From the Chicago Chapter of World Can’t Wait
Saturday, December 10, was a big day for people in Chicago’s human rights community. It’s not every day that a royal visit caps off a day of protest and activism!
December 10 was International Human Rights Day, and the day started with a 1 p.m. program in Federal Plaza (Adams & Dearborn) to detail kidnapping, torture, indefinite detention, and other U.S. outrages against human rights in Guantanamo, Bagram, other Afghanistan detention sites, plus black sites around the world, and also Abu Ghraib. Members of Chicago World Can’t Wait were joined by supporters from Voices for Creative Non-Violence, Midwest Antiwar Mobilization, and other organizations.
In addition to offshore detention, speakers also addressed Immigration and Customs Enforcement (ICE) detention, the scandalous history of Chicago police torture, torture-by-solitary-confinement at Tamms (Illinois Supermax facility) and Pelican Bay (California), and the abuse of Bradley Manning. Referring to the upcoming trial of Bradley Manning, one speaker said, "Would there have been an Arab Spring w/o Bradley? Would there have been an Occupy movement? We should be giving him the Congressional Medal of Honor! We should give HIM the Nobel Peace Prize!"
The protesters proceeded to the Occupy Chicago location at LaSalle & Jackson, where they met a second group of protesters from Chicago’s Pilsen neighborhood. The Pilsen group, affiliated with Human Thread, had just completed a three mile march to protest violations of human rights by a power generation company operating in the Pilsen neighborhood.

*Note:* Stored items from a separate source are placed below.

PR #1115, opened 2026-09-07
[CI][Nvidia] Optimize concurrency grouping for nvidia3.6 workflow

liuhaoyutz:
Refine the concurrency group logic to better handle different event types:
- pull_request: Group by PR number to cancel outdated runs from the same PR.
- push: Group by commit SHA to allow parallel runs from different merges.
- schedule/others: Fall back to run_id to keep each scheduled run independent.


zhzhcookie (approved):
LGTM

PR #703, opened 2026-06-17
[BACKEND][TileIR] Add opt-in TileIR backend integration

KingsleyLiu-NV:
## Summary

This PR integrates [Triton-to-Tile-IR](https://github.com/triton-lang/Triton-to-Tile-IR/tree/main) into FlagTree as an independent `tileir` backend.

TileIR has its own compiler and driver and is installed alongside the existing NVIDIA and AMD backends. The common `python/triton` layer only provides backend-neutral routing, compiler, driver, and language-extension hooks. TileIR-specific policy and implementation remain under `third_party/tileir`.

Runtime behavior is unchanged unless `FLAGTREE_USE_TILEIR=1` is set.

The default source installation includes `nvidia`, `amd`, and `tileir`.
`FLAGTREE_BACKEND=tileir` is also supported as an explicit build mode; it keeps
the NVIDIA and AMD backends installed because TileIR uses per-kernel fallback
to the native NVIDIA path.

## Design

TileIR is installed as an independent backend with its own `TileIRBackend` and `TileIRDriver`. On NVIDIA systems, `CudaDriver` remains the active hardware driver and produces the initial `cuda` target. Routing may select a `tileir` target for an individual kernel without replacing or modifying the NVIDIA backend.

The shared Python changes are backend-neutral hooks:

```text
python/triton/runtime/jit.py
├── python/triton/backends/__init__.py::route_target()
│   └── TileIRBackend.route_target()
│       └── third_party/tileir/backend/router.py
└── python/triton/compiler/compiler.py
    ├── get_backend(final_target)
    ├── backend.make_ir(...)
    └── get_driver(final_target, active_driver)
```

The common interfaces under [`python/triton/backends`](https://github.com/KingsleyLiu-NV/FlagTree/tree/feature/flagtree-tileir-integration/python/triton/backends) do not import TileIR implementation code. TileIR-specific routing, compilation, and driver behavior remain under `third_party/tileir`.

With `FLAGTREE_USE_TILEIR=1`:

- CUDA kernels without TLE route to TileIR.
- Kernels using only the supported top-level `tle` view/token subset route to TileIR.
- Other or unknown TLE usage remains on native NVIDIA.
- Non-CUDA targets remain unchanged.

The policy is implemented in the [TileIR backend router](https://github.com/KingsleyLiu-NV/FlagTree/blob/feature/flagtree-tileir-integration/third_party/tileir/backend/router.py).

[...]

PR #261, opened 2025-12-31
[TLE] Add initial tle design

sunnycase:
This pull request introduces several enhancements and new features to the Triton and TritonGPU dialects, focusing on extensibility, shared memory handling, and infrastructure for new plugins and operations. The most significant changes are the addition of the "tle" plugin, support for custom load hints (notably for shared memory), a new `tma_copy` operation, and a new pass for processing shared memory hints. Below are the key changes grouped by theme:

**Plugin and Build System Enhancements:**
- Added the "tle" plugin to the build system by updating `CMakeLists.txt` to include and build the new plugin under `third_party/tle`. This ensures the new plugin is available both for Python module and non-Python module builds. [[1]](diffhunk://#diff-1e7de1ae2d059d21e1dd75d5812d5a34b0222cef273b7c3a2af62eb747f9d20aR286-R289) [[2]](diffhunk://#diff-1e7de1ae2d059d21e1dd75d5812d5a34b0222cef273b7c3a2af62eb747f9d20aR480-R481)

**Triton IR and Operation Extensions:**
- Extended `TT_LoadOp` in `TritonOps.td` to support a new `flagtree_hints` string attribute, with corresponding builder overloads in `Ops.cpp`. This allows passing special hints (such as `"shared_memory"`) to load operations, enabling downstream optimizations and transformations. [[1]](diffhunk://#diff-4b81ba7a5ae52409ed87dd62d285d8758186d2a3af9601767a891e2dab45f558L250-R276) [[2]](diffhunk://#diff-f727c7f0e0514dcaed464d36195af92bf54671671ee9e9111a154206aeb3930eR48-R56) [[3]](diffhunk://#diff-f727c7f0e0514dcaed464d36195af92bf54671671ee9e9111a154206aeb3930eR65-R74) [[4]](diffhunk://#diff-f727c7f0e0514dcaed464d36195af92bf54671671ee9e9111a154206aeb3930eR83-R92) [[5]](diffhunk://#diff-f727c7f0e0514dcaed464d36195af92bf54671671ee9e9111a154206aeb3930eR101-R111) [[6]](diffhunk://#diff-f727c7f0e0514dcaed464d36195af92bf54671671ee9e9111a154206aeb3930eR125-R139)
- Updated the rewrite and pattern-matching infrastructure to propagate and handle the new `flagtree_hints` attribute in load operations, ensuring correct transformation and codegen.

**TritonGPU Dialect and Passes:**
[...]

PR #1116, opened 2026-09-07
[PPU][MTHREADS] Update low-precision float (fp8/fp4) support via backend capability contract

zeroherolin:
### Summary

This PR puts low-precision float (fp8/fp4) support on the PPU and MThreads backends under an explicit capability contract, and extends it where gaps remained. Each backend now declares the casts and dot combinations it actually supports; the semantic layer rejects undeclared combinations with the backend's diagnostic and warns at compile time whenever a non-native path runs — nothing degrades silently anymore. Pre-existing paths (PPU's FP16-promotion fp8 dot, MThreads' SQMMA/WMMA fp8 lowering with FMA fallback, fp8 casts, fp4 upcast) keep their behavior, now declared and fixed where broken; newly added are fp8e4nv on PPU cap80–88 via a bit-exact software cast, a working FP4→fp16 upcast below cap89, a rewritten interpreter fp-conversion baseline, runnable fp8/fp4 tutorials, and a fallback knob that restores the upstream rules.

### Changes

- **Common**
  - *new*: DotCap / DotSupport tri-state (NATIVE / NON_NATIVE / UNSUPPORTED) with optional resolve_dot / resolve_dot_scaled codegen queries — UNSUPPORTED combinations raise with the backend's diagnostic, NON_NATIVE ones emit a compile-time warning (native=false); backends that do not register the callbacks keep the upstream rules.
  - *new*: capability declaration fields supported_fp8_cast_dtypes / custom_cast_fp8_dtypes (cast whitelist and software-cast routing) and async_copy_dtypes / descriptor_dtypes (data movement; declaration-only at this stage), all shipped with h.metadata.
  - *new*: semantic gating — tl.dot queries resolve_dot and tl.dot_scaled queries resolve_dot_scaled; fp8 casts route by the declared whitelist instead of the hardcoded fp8e4b15-only special case.
  - *new*: interpreter numerics baseline — _convert_float rewritten with exact fp64 decode then RTNE/RTZ encode and per-format fp8 special-value handling; the original implementation is kept as _convert_float_legacy (fixes the first three items under Bug fixes).
  - *new*: fallback knob FLAGTREE_LOW_PRECISION_FLOAT (default 1) — 0 restores the upstream interpreter routine, PPU/MThreads stop registering the resolvers and PPU stops declaring the cap80–88 software fp8e4nv cast; added to CACHE_INVALIDATING_ENV_VARS.
  - *new*: runnable tutorials python/tutorials/mixed_precision/01-fp8.py / 02-fp4.py covering capability queries, saturating casts, fp8 matmul, FP4 decode and dot_scaled.
- **PPU 810E**
  - *new*: fp8e4nv opened on cap80–88 through a bit-exact software cast (convert_custom_types routing); native cvt from cap89 unchanged — the type was previously rejected outright below cap89.
  - *unified*: resolve_dot / resolve_dot_scaled — int8 NATIVE; same-type fp16 / bf16 / fp32 / fp64 NATIVE; fp8 NATIVE from cap89, NON_NATIVE below (FP16-promotion path, warns); dot_scaled declared NATIVE for cap89 e2m1 combinations, NON_NATIVE decompose otherwise (narrowed to both-sides e2m1 in #1189); every other combination UNSUPPORTED with the product name and native alternatives.
- **MThreads S5000**
  - *unified*: fp8 dual whitelist — supported_fp8_dtypes keeps gating dot, new supported_fp8_storage_dtypes gates storage; cast and data-movement families derive from the storage whitelist; custom_fp8_dtypes renamed to custom_cast_fp8_dtypes.
  - *unified*: resolve_dot / resolve_dot_scaled — int8 NATIVE; same-type fp16 / bf16 / fp32 / fp64 NATIVE; same-type fp8 with fp32 accumulator on instruction-tile shapes NATIVE, mixed / non-fp32-acc / shape-miss NON_NATIVE (FMA fallback, warns with reason); dot_scaled always NON_NATIVE decompose.
  - *unified*: enable_fp8_burst2 takes effect through options — the field is plumbed to the C++ lowering as a pass option (the pre-existing env-var-only behavior under Bug fixes).
  - *unified*: spec overlays (compiler / semantic / interpreter) synced with the common layer; GetEnv.hpp mirrors the fallback knob.

### Bug fixes

- Common (upstream Triton unless noted)
  - Interpreter fp8 rounding (still present in v3.6.0): float→fp8 rounded half-up instead of RTNE and ignored mantissa carry — exhaustive compare: 7526 wrong values for f16→e4nv, 5456 for f16→e5m2; the rewrite passes the exhaustive compare.
  - Interpreter fp8 subnormals: 1496 wrong values for f16 subnormals→e5m2; e5m2 codes 0x01–0x03 decoded to 0 or half their value — unified underflow-shift handling.
  - Interpreter fp8 specials: E4M3FN 0x7F/0xFF decoded as ±480 instead of NaN; fnuz zero could be encoded as a NaN code — per-format special-value conventions (ieee / fn / fnuz / none), fnuz zero always encodes +0.
  - Interpreter load signature (FlagTree TLE, #261): semantic load gained flagtree_hints but the interpreter did not follow — tl.load raised TypeError in interpreter mode.
  - Language-extension proxy dunder (FlagTree TileIR, #703): inspect / copy probing __xxx__ attributes hit the backend-module lookup and raised — dunder lookups now raise AttributeError directly.
- **PPU 810E**
  - FP4 decode missing its capability gate: the FP4→fp16 path unconditionally used the cap89-only e4m3 cvt — an illegal instruction on cap80 (ported from upstream NVIDIA lowering, which has no sub-sm89 FP4 case).
  - fp8 conversion table wrongly static: table entries vary with computeCapability, so compiling cap80 then cap89 in one process reused the first table (same flaw exists upstream).
  - ppu-llc error path NameError: log_file was never defined, so the real compile error was masked (introduced in #843); unused import signal removed.
- **MThreads S5000** (all from #577)
  - SQMMA fp8 operand typing: fp8 data loaded as int8 left shared memory typed int8, mismatching the fp8 type the dot consumes — MemDescReinterpretOp inserted and type propagation extended.
  - WMMA accepted fp16 accumulators and generated illegal IR — non-fp32 results (except PH1 f16×f16) now fall back to FMA.
  - WMMA verifier only checked equal bit-width, letting e4m3×e5m2 through — same-type check added.
  - User-provided supported_fp8_dtypes was ignored when deriving the storage whitelist — the user value now takes precedence.
  - enable_fp8_burst2 existed in options but only the TRITON_MUSA_ENABLE_FP8_BURST2 env var was read — the field is now passed via pass option and the env read removed.

### Compatibility

- The contract is optional: backends that do not register it keep the legacy dot/cast rules, and defaults preserve existing behavior for all other backends.
- Interpreter-mode numerics change for every backend as a correctness fix (strict RTNE and per-format fp8 special values); FLAGTREE_LOW_PRECISION_FLOAT=0 restores the previous behavior.

### Validation

- 810E: exhaustive 2²⁴ f32→fp8e4nv software-cast checks with strict RTNE and clamping on cap80, compile-error negatives and warnings, both tutorials.
- S5000 (feature-branch tip, with #1189 applied): full test_core, test_compile_errors, test_conversions, test_mxfp, TLE and runtime suites, tutorials 01/02; same-type fp8 dot confirmed native at the llir level; enable_fp8_burst2 verified at the llir level (1 selects the f162e4m3.rn.bst2 intrinsic, 0 the scalar variant; the env knob feeds the default); FLAGTREE_LOW_PRECISION_FLOAT=0/1 both verified.
- Device-free: test_interpreter_fp_conversion pins the RTNE tie points, NaN codes, satfinite, full 256-code roundtrips for all five fp8 formats, and the fallback-knob dispatch.

Supersedes #1112 / #1113 / #1114.


third_party/ppu/language/ppu/utils.py
```diff
@@ -123,3 +123,100 @@ def convert_custom_float8_internal(arg, dst_ty, fp_downcast_rounding, has_minx2,
...
+            return up.to(dst_sca, _semantic=_semantic)
+        if dst_sca.is_fp8e5():
+            rounding = "rtz" if _rounding_is_rtz(fp_downcast_rounding) else "rtne"
+            return up.to(dst_sca, fp_downcast_rounding=rounding, _semantic=_semantic)
+        raise ValueError(f"cast from fp8e4nv to {dst_sca} is not supported on this product")
+    if dst_sca.is_fp8e4nv():
+        if not src_sca.is_floating():
+            raise ValueError(f"cast from {src_sca} to fp8e4nv is not supported on this product")
+        # f16/bf16 widen exactly (single rounding); an fp64 source rounds twice
+        x = arg if src_sca.is_fp32() else arg.to(core.float32, _semantic=_semantic)
```
tianyi-dialect: ## FP64 → fp8e4nv 软件路径双重舍入

### 问题描述

**源码位置：**`third_party/ppu/language/ppu/utils.py:219-221`。

cap80 的新增软件路径接受 FP64 源类型，但先调用 `arg.to(core.float32)`，默认用 RTNE 转为 FP32，再执行目标 FP8 舍入。决定最终舍入方向的低位已在第一次转换中丢失。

The two groups of protesters combined and marched the short distance to the power generation company headquarters, where a statement was read demanding protection of the environment in the Pilsen community.
The combined group then began a long march up State Street — the main shopping district — where they startled the shoppers packing the sidewalks with their chants of "Human Rights Today! Human Rights Every Day!"
In addition to being International Human Rights Day, December 10 was the second anniversary of the day on which the 2009 Nobel Peace Prize was presented to Barack Obama in Oslo, Norway. The culmination of the day’s protest was a ceremony in front of Obama Campaign 2012 HQ on East Randolph Street, featuring an appearance by King Harald V of Norway. King Harald recalled the high hopes with which the 2009 Nobel Peace Prize had been bestowed on Barack Obama two years previous, and then — "with the deepest regret" — recited the U.S. president’s actions:
> failure to close Guantanamo
> expansion of indefinite detention at Bagram and other detention centers throughout Afghanistan
> assassinations, including assassinations of U.S. citizens, among other violations of due process
> virtually unlimited use of drone technology & drone warfare to remove the last vestiges of democratic involvement in the implementation of foreign affairs and conduct of war
> widening of the war of terror into Pakistan, Yemen, Somalia
> arrogation of war power to himself in the NATO attack on Libya
> threats of war against Iran
King Harald performed an official ceremony of revocation of Barack Obama’s Nobel Peace Prize, concluding, "Let this unprecedented action, taken only with the most profound regret, stand as an example to ALL who abandon the values and attitudes of PEACEMAKING under the allure of POWER and VIOLENCE."